播種機が始動し、あゆちゃんが置いてくれた、焼土の入ったトレイが流れていきました。
ベルトコンベヤーがトレイを運び、最初に水のカーテンをくぐります。次には種もみが一面に均一に撒かれて、最後は焼土が薄く覆土されて、播種機からトレイが出てきます。
もみは、先端が軽く割れて、そこから真っ白な芽がほんの数ミリ、ちょこりと覗いていました。まえちゃんや、お仕事組さんたちが芽出しをしてくれた種もみたち。大量にあるもみを、播種の日に一番いい状態で芽が出るようにする技術が確立していて、それを確実に引き継いでいくみんなが、本当にすごいなと思いました。

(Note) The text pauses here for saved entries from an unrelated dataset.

PR #522, opened 2020-05-19
Fluid updates.

MistakeNot4892:
- Reagent dispensers are now universally unwrenchable and leak their reagents as fluids.
- Fluids are now flammable, replacing `liquid_fuel` decals.
- Fluids will now glow if radioactive, replacing greengoo decals.
- Fluids will now puddle when below a certain depth, ending their spread and eventually evaporating.


MistakeNot4892:
Ready for review.

MistakeNot4892:
Ready for review.

code/game/objects/effects/fluids.dm
```diff
@@ -47,10 +54,11 @@
 	ADD_ACTIVE_FLUID(src)
 
 /obj/effect/fluid/Destroy()
-	STOP_PROCESSING(SSobj, src)
-	var/turf/simulated/T = loc
+	var/turf/simulated/T = get_turf(src)
 	if(istype(T))
+		T.zone?.fuel_objs -= src
```
afterthought2: If `zone` is null, this will still runtime, so the `?` doesn't do what you want.

afterthought2 (approved):

PR #532, opened 2020-05-20
Changes spawn() count check from exactly to less than.

MistakeNot4892:
The only time this comes up is when people are removing spawn and it decides to conflict or start failing random PRs post-merge. We can check for spawn use in review, we don't need to make builds fail because they removed one.

### DIFF
--- a/test/check-paths.sh
+++ b/test/check-paths.sh
@@ -37,7 +37,6 @@ exactly 0 "incorrect indentations" '^( {4,})' -P
 exactly 20 "text2path uses" 'text2path'
 exactly 3 "update_icon() override" '/update_icon\((.*)\)'  -P
 exactly 1 "goto uses" 'goto '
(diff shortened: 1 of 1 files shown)


Lohikar (dismissed):

deathride58 (dismissed):
The check causes more trouble than it's worth. +support

comma:
Make it less than check rather than exact, would be looser but still there and someone bored can update count every so often

MistakeNot4892:
Being discussed on Disco

comma (dismissed):

Lohikar (changes requested):
Per maint-poll, pls just delete entirely.

Lohikar (approved):

PsiOmegaDelta:
Does mean that one PR could remove spawns and another could sneak new ones in if missed in a review

comma (approved):
I hate democracy

PR #534, opened 2020-05-20
Generalized lighting sabotage.

MistakeNot4892:
You can now sabotage lights in injecting any flammable reagent.


afterthought2 (approved):

afterthought2:
Kind of stupid that you can inject it with anything and it does nothing but eats the reagents, not even a message.

PR #1320, opened 2021-02-12
adds good faith license decl

Mazianni:
we tried really, really hard to contact you about your car's extended warranty.

https://www.youtube.com/watch?v=0wtOpG54rEU

### DIFF
--- a/code/datums/licences/license.dm
+++ b/code/datums/licences/license.dm
@@ -31,3 +31,7 @@
 	name = "Grandfathered In"
 	url = "https://en.wikipedia.org/wiki/Grandfather_clause"
 	attribution_mandatory = FALSE
+
+/decl/license/good_faith
+	name = "Good Faith Usage"
+	url = "https://en.wikipedia.org/wiki/Good_faith_(law)"


MistakeNot4892 (dismissed):

code/datums/licences/license.dm
```diff
@@ -31,3 +31,9 @@
 	name = "Grandfathered In"
 	url = "https://en.wikipedia.org/wiki/Grandfather_clause"
 	attribution_mandatory = FALSE
+
+/decl/license/good_faith
+	name = "Good Faith Usage"
+	url = "https://en.wikipedia.org/wiki/Good_faith_(law)"
+	attribution_mandatory = FALSE
```
PsiOmegaDelta, line 38: I'd say that we do want attribution to be mandatory, especially if we're going with good faith

PsiOmegaDelta: I'd say that we do want attribution to be mandatory, especially if we're going with the good faith angle

PsiOmegaDelta (dismissed):

MistakeNot4892 (dismissed):

PsiOmegaDelta (approved):

PR #1326, opened 2021-02-13
Refactoring status values into a unified system.

MistakeNot4892:
- /mob/living tracks status condition counters in a list.
- Status conditions are indexed by a decl that also holds the behavior that should be applied when they change or process.
- Status conditions are set or adjusted with SET_STATUS_MAX and ADJ_STATUS macros.

This doesn't currently change anything about the timing or effects of status conditions. It does change where SSD is applied and fiddles with how some eye damage recovery happens.

:cl:
tweak: The status condition backend (paralyzed, asleep, etc) has been completely rewritten; please report any inconsistencies or bugs.
/:cl:


MistakeNot4892:
As far as I can tell this is all working. I'm going to call it ready for review and worry about reworking status checks and Life() after merge.

afterthought2 (dismissed):

afterthought2 (approved):

PR #1328, opened 2021-02-13
fixes projectile angles

silicons:
yeah uh idk why it was using get_angle but that isn't it, we don't care about pixel values for projectiles, only true movement positiosn.

## Changelog
:cl:
bugfix: projectiles use a better get angle function now 
/:cl:


Mazianni:
Need to set obj/item/projectile's randpixel var to FALSE.

MistakeNot4892 (approved):
@eckff's PR solves the other issue that needed looking at so this is good. Thanks.

PR #1337, opened 2021-02-14
Adds enhanced error handler/viewer, thanks very much Lohikar.

MistakeNot4892:
Primary benefit of this is to show proper runtimes before the error handler is initialized.


comma:
`code/unit_tests/~unit_test_subsystems.dm:135:error: GLOB.total_runtimes: undefined var`

comma (approved):

PR #1338, opened 2021-02-14
Fixes some antag spawn templates, again

quardbreak:
Wonder why they're not unit-testing in CI


MistakeNot4892:
Commit was merged in #1341

PR #1342, opened 2021-02-15
Added glide smoothing.

MistakeNot4892:
Adds adaptive glide_size that smooths out your tile movements. By default it includes a one tick delay at the end of your glide size, which causes a pause between each move (nearly identical to current movement behavior). If configured to 0, it will completely smooth your movements between tiles.

### DIFF
--- a/code/datums/movement/mob.dm
+++ b/code/datums/movement/mob.dm
@@ -131,9 +131,10 @@
 	var/next_move
 
 /datum/movement_handler/mob/delay/DoMove(var/direction, var/mover, var/is_external)
-	if(is_external)
-		return
-	next_move = world.time + max(1, mob.movement_delay())
+	if(!is_external)
+		var/delay = max(1, mob.movement_delay())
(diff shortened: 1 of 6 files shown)


comma (approved):

code/datums/movement/mob.dm
```diff
@@ -131,9 +131,10 @@
 	var/next_move
 
 /datum/movement_handler/mob/delay/DoMove(var/direction, var/mover, var/is_external)
-	if(is_external)
-		return
-	next_move = world.time + max(1, mob.movement_delay())
+	if(!is_external)
+		var/delay = max(1, mob.movement_delay())
+		next_move = world.time + delay
+		mob.glide_size = ADJUSTED_GLIDE_SIZE(delay)
```
PsiOmegaDelta, line 137: The previous early exit reduced the general indentation level

MistakeNot4892: But it added a line!

PR #1348, opened 2021-02-17
Removing of using second var in 'decls_repository.get_decl()'

AlexMorgan3817:
Why we need to assign _dot_, if futher in code we create another **var** to access it's proc?
I don't know, so now we not assign _dot_ and use this **var** instead

### DIFF
--- a/code/datums/repositories/decls.dm
+++ b/code/datums/repositories/decls.dm
@@ -29,14 +29,14 @@ var/repository/decls/decls_repository = new()
 
 /repository/decls/proc/get_decl(var/decl_type)
 	ASSERT(ispath(decl_type))
-	. = fetched_decls[decl_type]
-	if(!.)
-		. = new decl_type()
-		fetched_decls[decl_type] = .
+	var/decl/decl = fetched_decls[decl_type]
+	if(!decl)
+		decl = new decl_type()
+		fetched_decls[decl_type] = decl
 
-		var/decl/decl = .
 		if(istype(decl))
 			decl.Initialize()
+	return decl
 
 /repository/decls/proc/get_decls(var/list/decl_types)
 	. = list()


code/datums/repositories/decls.dm
```diff
@@ -29,14 +29,14 @@ var/repository/decls/decls_repository = new()
 
 /repository/decls/proc/get_decl(var/decl_type)
 	ASSERT(ispath(decl_type))
-	. = fetched_decls[decl_type]
-	if(!.)
-		. = new decl_type()
-		fetched_decls[decl_type] = .
+	var/decl/decl = fetched_decls[decl_type]
+	if(!decl)
```
AlexMorgan3817, line 33:
```suggestion
	if(!istype(decl))
```

MistakeNot4892:
This is adding an unnecessary var declaration. `.` doesn't need to be declared, it already exists.
The istype() is also unnecessary due to the `ASSERT()` on the first line. You could safely remove the second istype().

EDIT: For clarity, using `.` and then checking it means that the decl var is only declared the first time something tries to retrieve the decl. Your code makes it declared every time.

comma:
Yeah, this seems pretty pointless, currently it only declares a var as needed if decl is not inited already, with this change it does it every time.
Either way it's... really not hot code, so microoptimizations like that are not going to help in any way, even if it was working.

AlexMorgan3817:
> This is adding an unnecessary var declaration. `.` doesn't need to be declared, it already exists.

But not assigned, i don't talk about declarations
> The istype() is also unnecessary due to the `ASSERT()` on the first line. You could safely remove the second istype().

Where is second...? Loaf, github allow to comment code, not only PR

Lohikar:
Yeah, this change is pretty much completely pointless. This proc's not hot enough for microoptimizations to matter anyways.

code/datums/repositories/decls.dm
```diff
@@ -29,14 +29,14 @@ var/repository/decls/decls_repository = new()
 
 /repository/decls/proc/get_decl(var/decl_type)
 	ASSERT(ispath(decl_type))
-	. = fetched_decls[decl_type]
-	if(!.)
-		. = new decl_type()
-		fetched_decls[decl_type] = .
+	var/decl/decl = fetched_decls[decl_type]
```
AlexMorgan3817, line 32:
```suggestion
	. = fetched_decls[decl_type]
```

code/datums/repositories/decls.dm
AlexMorgan3817, line 33:
```suggestion
	if(!.)
```

code/datums/repositories/decls.dm
```diff
@@ -29,14 +29,14 @@ var/repository/decls/decls_repository = new()
...
+	if(!decl)
+		decl = new decl_type()
```
AlexMorgan3817, line 34:
```suggestion
		var/decl/decl = new decl_type()
```

code/datums/repositories/decls.dm
```diff
@@ -29,14 +29,14 @@ var/repository/decls/decls_repository = new()
...
+		fetched_decls[decl_type] = decl
 
-		var/decl/decl = .
 		if(istype(decl))
 			decl.Initialize()
+	return decl
```
AlexMorgan3817, line 39:
```suggestion
```

AlexMorgan3817:
> Yeah, this change is pretty much completely pointless. This proc's not hot enough for microoptimizations to matter anyways.

No matter how hot is thing, bad things must die :0

AlexMorgan3817:
Blin, can't apply suggestions from phone

AlexMorgan3817:
Wait? Loaf...

AlexMorgan3817:
Do not hurry  Lohikar

MistakeNot4892:
Your code is slower than the existing code, it is not a fix.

お父さんが、播種されて流れてきたトレイを持つときのコツを教えてくれました。
播種機から出てきたトレイを、流れる先に少し引き寄せて、空間を開けてから両手でトレイを持つ。しっかりと覆土の工程まで終わってから引くけれど、タイミングが遅すぎると停止レバーを押すことになってしまうので、持つだけでもちょっとした緊張感がありました。
そして、均一に撒かれたもみや土が動かないように、水平にトレイを持って、慎重に運びます。

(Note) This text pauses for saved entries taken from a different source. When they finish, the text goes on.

PR #1353, opened 2021-02-17
Micro-optimizes get_decl() for materials.

MistakeNot4892:
`/repository/decls` will pre-fetch the entire `/decl/material` tree in `New()`, which allows materials to be fetched with a simple macro. Given how often get_decl() is used for materials I think this should be worthwhile even if it's a bit more brittle.


Andrew-Fall:
Why not GET_DECL_FAST? Easier to say

MistakeNot4892:
I didn't close this PR. Github why.

Techhead0:
Github autocloses PRs w/ 0 line changes, I guess you may have force-pushed the wrong commit

MistakeNot4892:
Yeah I reset to origin on autopilot I think.

MistakeNot4892:
For reference, months later, the `GET_DECL` macro removed the benefit/need for this optimization, hence it was never reopened.

PR #1354, opened 2021-02-17
Fixed leech spawns, fixed overmap shield using SSmachinery list.

MistakeNot4892:
Leech fix doesn't work, dunno how to test shield fix. Going to bed.

### DIFF
--- a/code/modules/shield_generators/shield_generator.dm
+++ b/code/modules/shield_generators/shield_generator.dm
@@ -9,6 +9,7 @@
 	wires = /datum/wires/shield_generator
 	uncreated_component_parts = null
 	stat_immune = 0
+
 	var/list/field_segments = list()	// List of all shield segments owned by this generator.
 	var/list/damaged_segments = list()	// List of shield segments that have failed and are currently regenerating.
 	var/shield_modes = 0				// Enabled shield mode flags
@@ -40,6 +41,8 @@
 	var/spinup_delay      = 20
 	var/spinup_counter    = 0
 
+	var/obj/effect/overmap/visitable/last_linked_overmap_object
+
 /obj/machinery/power/shield_generator/on_update_icon()
 	if(running)
 		icon_state = "generator1"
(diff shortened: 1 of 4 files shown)


code/modules/shield_generators/shield_generator.dm
```diff
@@ -48,22 +51,36 @@
...
+	. = ..()
+	update_overmap_shield_list()
 
 /obj/machinery/power/shield_generator/Destroy()
 	shutdown_field()
 	field_segments = null
 	damaged_segments = null
 	mode_list = null
+	GLOB.moved_event.unregister(src, src)
 	. = ..()
```
comma, line 73: should probably also remove self from overmap object's list

MistakeNot4892: Clears it in the update proc.

MistakeNot4892:
Leeches work, not sure how to test the overmap shield thing but the lists on the object update properly on new, move and delete.

code/modules/shield_generators/shield_generator.dm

グラウンドへ運ぶと、永禮さん、どれみちゃんがトレイを受け取ってくれました。播種と言えば、永禮さんの笑顔と思い浮かぶくらい、明るくどっしりと「受け取りますよ」と言ってトレイを受け取ってもらえることが、嬉しいなと思います。
永禮さんやどれみちゃんに渡すだけでも、この子達(種もみ)はきっと大丈夫だ、と思えてしまう安心感がありました。

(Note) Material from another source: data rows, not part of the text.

PR #1365, opened 2021-02-18
Standardizing mousedrop functions.

MistakeNot4892:
Standardizes `MouseDrop` and `MouseDrop_T` overrides to use shared base procs for checking adjacency/incap/validity of drops.

### DIFF
--- a/code/_onclick/drag_drop.dm
+++ b/code/_onclick/drag_drop.dm
@@ -1,28 +1,39 @@
 /*
-	MouseDrop:
-
-	Called on the atom you're dragging.  In a lot of circumstances we want to use the
+	The below procs are called on the atom you're dragging.  In a lot of circumstances we want to use the
 	recieving object instead, so that's the default action.  This allows you to drag
 	almost anything into a trash can.
 */
 
-/atom/proc/CanMouseDrop(atom/over, var/mob/user = usr, var/incapacitation_flags)
-	if(!user || !over)
+/atom/MouseDrop(atom/over)
+	SHOULD_CALL_PARENT(TRUE)
+	if(!can_mouse_drop(over, usr) || !handle_mouse_drop(over, usr))
+		. = ..()
+
+/atom/proc/handle_mouse_drop(var/atom/over, var/mob/user)
+	. = receive_mouse_drop(src, user)
+
+// This proc checks if an atom can be mousedropped onto the target by the user.
+/atom/proc/can_mouse_drop(var/atom/over, var/mob/user = usr, var/incapacitation_flags = INCAPACITATION_DEFAULT)
+	SHOULD_CALL_PARENT(TRUE)
+	if(!istype(user) || !istype(over) ||QDELETED(user) || QDELETED(over) || QDELETED(src))
 		return FALSE
-	if(user.incapacitated(incapacitation_flags))
+	if(user.incapacitated(incapacitation_flags) || !CanPhysicallyInteract(user) || !user.check_dexterity(DEXTERITY_GRIP))
 		return FALSE
-	if(!src.Adjacent(user) || !over.Adjacent(user))
-		return FALSE // should stop you from dragging through windows
+	if(!check_mousedrop_adjacency(over, user))
+		return FALSE
 	return TRUE
 
-/atom/MouseDrop(atom/over)
-	if(!usr || !over) return
-	if(!Adjacent(usr) || !over.Adjacent(usr)) return // should stop you from dragging through windows
+/atom/proc/check_mousedrop_adjacency(var/atom/over, var/mob/user)
+	. = (Adjacent(user) && over.Adjacent(user))
 
-	spawn(0)
-		over.MouseDrop_T(src,usr)
-	return
+/mob/can_mouse_drop(var/atom/over, var/mob/user = usr, var/incapacitation_flags = INCAPACITATION_DEFAULT)
+	. = !anchored && ..()
 
-// Receive a mouse drop
-/atom/proc/MouseDrop_T(atom/dropping, mob/user)
-	return
+// Receive a mouse drop.
+// Returns false if the atom is valid for dropping further up the chain, true if the drop has been handled.
+/atom/proc/receive_mouse_drop(var/atom/dropping, var/mob/user)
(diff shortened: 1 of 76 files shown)


code/_onclick/drag_drop.dm
```diff
@@ -1,28 +1,42 @@
...
 
-/atom/proc/CanMouseDrop(atom/over, var/mob/user = usr, var/incapacitation_flags)
-	if(!user || !over)
+/atom/MouseDrop(atom/over)
+	SHOULD_CALL_PARENT(TRUE)
+	if(!can_mouse_drop(over, usr) || !handle_mouse_drop(over, usr))
+		. = ..()
+
+/atom/proc/handle_mouse_drop(var/atom/over, var/mob/user)
+	addtimer(CALLBACK(over, /atom/proc/receive_mouse_drop, src, user), 0)
```
afterthought2: I think axe the spawn; if it breaks horribly or fails unit tests we'll learn something and you can blame me.

code/_onclick/drag_drop.dm
```diff
@@ -1,28 +1,42 @@
...
 	recieving object instead, so that's the default action.  This allows you to drag
 	almost anything into a trash can.
 */
 
-/atom/proc/CanMouseDrop(atom/over, var/mob/user = usr, var/incapacitation_flags)
-	if(!user || !over)
+/atom/MouseDrop(atom/over)
+	SHOULD_CALL_PARENT(TRUE)
+	if(!can_mouse_drop(over, usr) || !handle_mouse_drop(over, usr))
+		. = ..()
```
afterthought2, line 10: What does this parent call actually do?

code/_onclick/drag_drop.dm
```diff
@@ -1,28 +1,42 @@
...
+/mob/can_mouse_drop(var/atom/over, var/mob/user = usr, var/incapacitation_flags = INCAPACITATION_DEFAULT)
+	. = !anchored && ..()
 
-// Receive a mouse drop
-/atom/proc/MouseDrop_T(atom/dropping, mob/user)
-	return
+// Receive a mouse drop.
+// Returns true if the atom is valid for dropping further up the chain, false if the drop has been handled.
+/atom/proc/receive_mouse_drop(var/atom/dropping, var/mob/user)
+	SHOULD_CALL_PARENT(TRUE)
```
afterthought2: I'm actually a bit hesitant about this. I realize you can unset it, but I'm not sure this should be the expected/default behavior. I'll trust your reading of the actual usage on it, though.

code/_onclick/drag_drop.dm
```diff
@@ -1,28 +1,42 @@
...
+	. = (dropping?.can_mouse_drop(src, user) && istype(dropping) && !QDELETED(dropping))
```
afterthought2: Is this here just because we are spawning? I don't feel like we should be doing extra checks in this proc that the wrapping proc hasn't already done.

code/game/objects/items/weapons/defib.dm
```diff
@@ -67,16 +67,15 @@
...
-		M.put_in_hands(src)
-
+// what is this proc doing?
+/obj/item/defibrillator/handle_mouse_drop(var/atom/over, var/mob/user)
+	if(ismob(loc))
+		var/mob/M = loc
+		if(M.unEquip(src))
+			add_fingerprint(usr)
+			M.put_in_hands(src)
+			return TRUE
```
afterthought2, line 77: Just noting that it's pretty confusing that truthy returns in this one mean "handled", but in the other one they mean "not handled."

code/modules/mechs/interface/screen_objects.dm
```diff
@@ -41,9 +41,10 @@
 	maptext_y = 3
 	maptext_width = 72
 
-/obj/screen/exosuit/hardpoint/MouseDrop()
-	..()
-	if(holding) holding.screen_loc = screen_loc
+/obj/screen/exosuit/hardpoint/handle_mouse_drop(atom/over, mob/user)
+	. = ..()
+	if(. && holding)
+		holding.screen_loc = screen_loc
```
afterthought2, line 46: Shouldn't we return false here?

afterthought2 (commented):
Lots of code here; glanced over it. I think it's fine in principle.

code/_onclick/drag_drop.dm
MistakeNot4892: Parent call adds the `receive_mouse_drop` timer.

code/_onclick/drag_drop.dm
MistakeNot4892: Yes, my thought was that this was necessary due to the async call.

code/game/objects/items/weapons/defib.dm
MistakeNot4892: I could swap the result and checks I guess. Seems a bit more confusing to me, but it would be more consistent.

code/_onclick/drag_drop.dm
MistakeNot4892: Alrighty.

code/_onclick/drag_drop.dm
MistakeNot4892: Nvm wrong block. Nothing as far as I know, but I figured better to call down in case of future override.

code/_onclick/drag_drop.dm
MistakeNot4892: It was set because the root receive_mouse_drop was doing a bunch of checking as commented below. Now that the checks and async are removed I can remove it.

code/_onclick/drag_drop.dm
MistakeNot4892: Removed now.

code/game/objects/items/weapons/defib.dm
MistakeNot4892: Swapped.

code/modules/mechs/interface/screen_objects.dm
MistakeNot4892: FIxed.

afterthought2 (approved):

すでにグラウンドでは、播種されたトレイがいつでも置けるように、まっすぐに水糸が張られ、綺麗にポールの立ち並ぶ、3通りの置き場が作られていました。
永禮さんたちがトレイを置いて、次にはトレイの縁に土を寄せる左官屋さん、防除、不織布、ミラシート張り……と次の工程が進む流れができていました。役割ごとに専門の人がついていて、それぞれの役割に一人ひとりがプロになっていく仕組みでした。
私は、一番人数の多い、トレイを運ぶ役割で、慎重に播種機から永禮さんたちへ運び続けました。
運び係には、もう一つ役割があります。それは人が並んでいるときの待ち時間に行う、中庭の草取り。
普段ならお母さんが呼び掛けてくれることでしたが、今回は自発的に、気づけば草取りが始まっていました。
土が乾いていると、イネ科の小さな雑草は抜きにくい。そんなとき、みつきちゃんが、「おまじないを教えてあげる」と言ってくれました。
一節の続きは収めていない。